PR #1562, opened 2026-02-24
Fix race condition in updateSpawnedProcess due to missing mutex lock

### LINKED ISSUE #1474: os.updateSpawnedProcess stdInEnd action exits spawned process - part 2
Not so sure bug #961 has been fixed (I don't have permission to reopen it).

Revisiting this with v6.3.0 and I still get the issue.

Scenario: 

sqlite3 executable is started via os.spawnProcess and the sqlite3 process can be seen in the Mac Process Monitor

Request .help - 

    await Neutralino.os.updateSpawnedProcess(sqliteId, 'stdIn', '.help')
            
Of course to obtain the data returned by .help via stdout I need to do -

BRIEF: Produce an exact copy of the entries above.

ANSWER FOR THE TASK:
PR #1562, opened 2026-02-24
Fix race condition in updateSpawnedProcess due to missing mutex lock

### LINKED ISSUE #1474: os.updateSpawnedProcess stdInEnd action exits spawned process - part 2
Not so sure bug #961 has been fixed (I don't have permission to reopen it).

Revisiting this with v6.3.0 and I still get the issue.

Scenario: 

sqlite3 executable is started via os.spawnProcess and the sqlite3 process can be seen in the Mac Process Monitor

Request .help - 

    await Neutralino.os.updateSpawnedProcess(sqliteId, 'stdIn', '.help')
            
Of course to obtain the data returned by .help via stdout I need to do -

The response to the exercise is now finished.